Your result should be every line of the records below that contains the word "resource".

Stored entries
* * * * *

PR #3877, opened 2015-04-29
(maint) skip upstart test if there are no ubuntu agents

joshcooper:
The handle_upstart acceptance test fails on ubuntu systems when using
passenger, because the master is ubuntu, but the agent is not. So the
confine would pass, but `agent` was nil, causing the test to fail later
with:

    undefined method `[]' for nil:NilClass

This commit skips the test if there are no ubuntu agents.


joshcooper:
```
$ be rake ci:test:passenger SHA=nightly CONFIG=config/nodes/debian-7-passenger.yaml TESTS=tests/resource/service/ticket_14297_handle_upstart.rb
...
Skipped Tests Cases:
  Test Case tests/resource/service/ticket_14297_handle_upstart.rb skip
```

* * * * *

Answer below
$ be rake ci:test:passenger SHA=nightly CONFIG=config/nodes/debian-7-passenger.yaml TESTS=tests/resource/service/ticket_14297_handle_upstart.rb
  Test Case tests/resource/service/ticket_14297_handle_upstart.rb skip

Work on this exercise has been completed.